• Task brief:
Scan the listing below for the string "have" and copy each line where it turns up.

• Provided data:
PR #1630, opened 2023-08-22
Feature/bugfix 1616

### LINKED ISSUE #1616: How do I describe all users using the admin client?
Description
===========
The `describe_user_scram_credentials` method was added to the admin client recently but I'm unable to find a way to describe all users. The equivalent Kafka CLI command for what I'm trying to do is `kafka-configs.sh --describe --entity-type users`. I also see that librdkafka supports this functionality https://github.com/confluentinc/librdkafka/blob/7cc860d4d099bfe4c53f60950189ea139a660128/src/rdkafka.h#L8716-L8717 

How to reproduce
================
I tried passing in an empty user list but it doesn't work
```
admin_client.describe_user_scram_credentials([]) # just returns empty map
```

Checklist
=========

 - [x] confluent-kafka-python and librdkafka version (`confluent_kafka.version()` and `confluent_kafka.libversion()`): ('2.2.0', 33685504) and ('2.2.0', 33685759)
 - [x] Apache Kafka broker version: 3.3.1
 - [x] Operating system: Mac
 - [ ] Critical issue

mahajanadhitya:
Fixes #1616


src/confluent_kafka/admin/__init__.py
```diff
@@ -247,20 +247,21 @@ def _make_acls_result(f, futmap):
...
-            len_futures = len(futmap)
-            if len(results) != len_futures:
-                raise RuntimeError(
-                    f"Results length {len_results} is different from future-map length {len_futures}")
-            for username, value in results.items():
-                fut = futmap.get(username, None)
-                if fut is None:
+            if "__all__" in futmap:
+                fut = futmap["__all__"]
+                fut.set_result(results)
```
pranavrth, line 252: Can there be any error case?

src/confluent_kafka/admin/__init__.py
```diff
@@ -976,12 +977,13 @@ def describe_user_scram_credentials(self, users, **kwargs):
         :raises ValueError: Invalid input value.
         """
         AdminClient._check_describe_user_scram_credentials_request(users)
-
         f, futmap = AdminClient._make_futures_v2(users, None,
                                                  AdminClient._make_user_scram_credentials_result)
 
-        super(AdminClient, self).describe_user_scram_credentials(users, f, **kwargs)
+        if len(users) == 0:
+            futmap["__all__"] = AdminClient._create_future()
```
pranavrth, line 984: Shouldn't this be part of the above `_make_future` functions specific to this API?

examples/adminapi.py
```diff
@@ -603,18 +603,29 @@ def example_describe_user_scram_credentials(a, args):
...
+        fut = futmap["__all__"]
+        results = fut.result()
+        for username, response in results.items():
+            print("Username : {}\n".format(username))
+            if isinstance(response, KafkaError):
+                print(response)
+            else:
+                for scram_credential_info in response.scram_credential_infos:
+                    print(f"    Mechanism: {scram_credential_info.mechanism} " +
+                          f"Iterations: {scram_credential_info.iterations}")
```
pranavrth, line 628: Make the example easy for user to understand.

src/confluent_kafka/admin/__init__.py
mahajanadhitya: No error could be there.

src/confluent_kafka/admin/__init__.py
mahajanadhitya: Actually no it is generic function and not specific to api otherwise we would have to change the signature of the api. As this is the only case for describe_user_scram api.

src/confluent_kafka/admin/__init__.py
```diff
@@ -247,20 +247,21 @@ def _make_acls_result(f, futmap):
     def _make_user_scram_credentials_result(f, futmap):
```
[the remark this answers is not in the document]
mahajanadhitya: Since we are given a dict and we have to only set the result, so no change to alter would be there. Also __all__ is checked when futmap is empty , incase of alter we would always have non empty futmap so it does not affect the alter workflow.

src/confluent_kafka/admin/__init__.py
```diff
@@ -314,6 +326,16 @@ def _make_futures_v2(futmap_keys, class_check, make_result_fn):
 
         return f, futmap
 
+    @staticmethod
+    def _make_futures_v3(make_result_fn):
+        # Create an internal future for the entire request,
+        # this future will trigger _make_..._result() and set result/exception
+        f = AdminClient._create_future()
+        internalfuture = AdminClient._create_future()
```
pranavrth, line 334: better name it `internal_f` as everywhere f means future.

examples/adminapi.py
```diff
@@ -602,19 +602,32 @@ def example_describe_user_scram_credentials(a, args):
...
-            print("    Error: {}".format(e))
+            print("Failed to describe all user scram credentials : {}".format(e))
         except Exception as e:
-            print(f"    Unexpected exception: {e}")
+            raise
+    else:
+        futmap = a.describe_user_scram_credentials(args)
+        for username, fut in futmap.items():
+            print("Username: {}".format(username))
+            try:
```
pranavrth, line 622: Separate out both the cases in different functions. Or make it easier for user to understand both the cases.

pranavrth (changes requested):
Add test cases and changelog

src/confluent_kafka/admin/__init__.py
```diff
@@ -314,6 +326,16 @@ def _make_futures_v2(futmap_keys, class_check, make_result_fn):
 
         return f, futmap
 
+    @staticmethod
+    def _make_futures_v3(make_result_fn):
```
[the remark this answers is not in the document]
mahajanadhitya: suggest something please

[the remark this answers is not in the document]
mahajanadhitya: I have named it _make_internal_futures

emasab:
Made some change following what we were talking about, keeping same behavior if a list is passed

pranavrth (changes requested):
- Rebase the branch. 
- None and empty list both have same behavior. Reflect this in the docs.

src/confluent_kafka/admin/__init__.py
```diff
@@ -398,9 +422,13 @@ def _check_alter_consumer_group_offsets_request(request):
 
     @staticmethod
     def _check_describe_user_scram_credentials_request(users):
+        if users is None:
+            return
```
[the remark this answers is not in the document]
emasab: this just skips the checks

src/confluent_kafka/admin/__init__.py
```diff
@@ -955,34 +983,40 @@ def set_sasl_credentials(self, username, password):
...
 
-    def describe_user_scram_credentials(self, users, **kwargs):
+    def describe_user_scram_credentials(self, users=None, **kwargs):
         """
         Describe user SASL/SCRAM credentials.
 
         :param list(str) users: List of user names to describe.
-               Duplicate users aren't allowed.
+               Duplicate users aren't allowed. Can be None
+               to describe all user's credentials.
```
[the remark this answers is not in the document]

• Finished task:
mahajanadhitya: Actually no it is generic function and not specific to api otherwise we would have to change the signature of the api. As this is the only case for describe_user_scram api.
mahajanadhitya: Since we are given a dict and we have to only set the result, so no change to alter would be there. Also __all__ is checked when futmap is empty , incase of alter we would always have non empty futmap so it does not affect the alter workflow.
mahajanadhitya: I have named it _make_internal_futures
- None and empty list both have same behavior. Reflect this in the docs.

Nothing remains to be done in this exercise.